TASK OBJECTIVE >>
Return the lines of the data below in which the string "CPUExecutionProvider" occurs.

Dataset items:
PR #23012, opened 2021-11-23
CARLA: send YUV and RGB over visionipc from bridge.py

jwolffe:
This PR incorporates visionIPC outputs for RGB frames as in #21324 together with YUVframes. Conversion is via pyopencl, using the GPU,. It uses the existing OpenCL kernel file rgb_to_yuv.cl in camerad. The camerad process is replaced by bridge.py during simulation. This also solves the problem previously addressed by #22837. The pyopencl package is added to the Pipfile. The YUV output has been tested together with the changes in #22905.


tools/sim/bridge.py
```diff
@@ -54,17 +57,65 @@ def steer_rate_limit(old, new):
...
 frame_id = 0
+vipc_server = None
+ctx = None
+queue = None
+krnl = None
+Wdiv4 = 0 
+Hdiv4 = 0 
 def cam_callback(image):
   global frame_id
+  global vipc_server
```
adeebshihadeh, line 68: this is way too many globals. let's put all this stuff in a camerad class

adeebshihadeh:
Nice, how fast is this? Does it run at 20Hz comfortably?

tools/sim/bridge.py
jwolffe: My use of the globals was to prevent redundant recalculations and allocation/deallocation on the repeated callbacks, particularly on the GPU that may not handle it that well. I'm not very familiar with Python. Can you offer an example of how to avoid the globals and achieve the same result? Or are you simply saying that you want to "bundle them up" in a single global class?

adeebshihadeh: yeah, just wrap all this in a class

jwolffe: I haven't studied performance very carefully, but it seems to consume pretty neglible gpu and cpu on my machine.  No problem keeping up at 20 Hz. I will try to characterize it a bit better.

adeebshihadeh: cool, main concerns is is it doing 20Hz comfortably on modest hardware?

jwolffe: I have a pretty powerful machine, 8 core Alienware area51 with rtx2070.  I'll try setting up some "torture testing", perhaps by repeating the whole process N times and see where it breaks down.

jwolffe: Camerad class is incorporated now. I took some performance measurements, and they look pretty good. I iterated the yuv conversion routine N times and observed the total bridge.py CPU usage, where 12.5 % is one fully occupied CPU core. I did not repeat any of the I/O. When I got up to 14 iterations some rare "slow frame" events happened. Hardware able to run Carla should easily work.

       N   %CPU
  	1	5
  	3	6
 	5	7
 	7	8
 	8	9
 	9	9
 	10	10
 	11	10
 	12	11
 	13	12
 	14	12 (very rare slow frame)
 	15	12 (rare slow frame)
 	16    12 (some slow frames)

pd0wm:
Made few more changes and everything seems to work out of the box now.
2021-11-26-160030_2235x1162_scrot

Will look at the onnx-runtime in a separate PR.

jwolffe:
> 
That's nice! If you like, I will put together a PR for the onnxruntime issue. I have already done some experimentation.

pd0wm:
Yeah, sounds good! I quickly installed `onnxrutime-openmp` but didn't see any changes.

jwolffe:
> Yeah, sounds good! I quickly installed `onnxrutime-openmp` but didn't see any changes.
export OMP_WAIT_POLICY=PASSIVE should make it work.

pd0wm:
Is it supposed to show up as it's own execution provider? I'm only seeing `CPUExecutionProvider`

jwolffe:
> Is it supposed to show up as it's own execution provider? I'm only seeing `CPUExecutionProvider`

I didn't check that, but I did see the CPU usage drop by more than half. I'm in the middle of a fresh install right now, will let you know what provider is reported when I get up and running again.

jwolffe:
It looks like we have some performance problems, possibly due to the use of higher resolution video. My fresh install of the latest code runs terribly, with lots of "slow frame time" reports. Interestingly, the CPU usage is low. I think Carla is having problems keeping up with the increased video resolution. Running bridge.py with --low_quality does much better, with very few slow frame times reported, but the video still seems to "stutter" badly.

jwolffe:
A bit more on the performance issue. The image.frame counter from Carla used to run at three times the frame_id rate (when using the 1164X874 frames).  Apparently Carla was trying to generate frames at 3X the 20Hz basic rate, and output only every third one. Now the image.frame and frame_id rates are the same. We now only complete 8-10 frames per second. I suspect that too much time may be lost in transfer time, such that the callback routine doesn't return in time for the next "tick" in Carla.

Using the low_quality option causes many more frames to be completed per second, looks to be at or very close to the nominal 20. But the frame.id count sometimes steps by 6, not the previously expected steps of 3.

I suspect the problem may be related to trying to move too much data, leading to latency issues. Perhaps the transition to the higher resolution video should wait until the UI starts using YUV, when the RGB output from the bridge can be eliminated.

pd0wm:
Have you tried running carla in fixed time step mode (-fps=20), and maybe also in synchronous mode? That might prevent it from rendering useless frames.

pd0wm:
Made a PR with my changes: https://github.com/commaai/openpilot/pull/23046. Let's continue our discussing there!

YOUR RESPONSE >>
Is it supposed to show up as it's own execution provider? I'm only seeing `CPUExecutionProvider`
> Is it supposed to show up as it's own execution provider? I'm only seeing `CPUExecutionProvider`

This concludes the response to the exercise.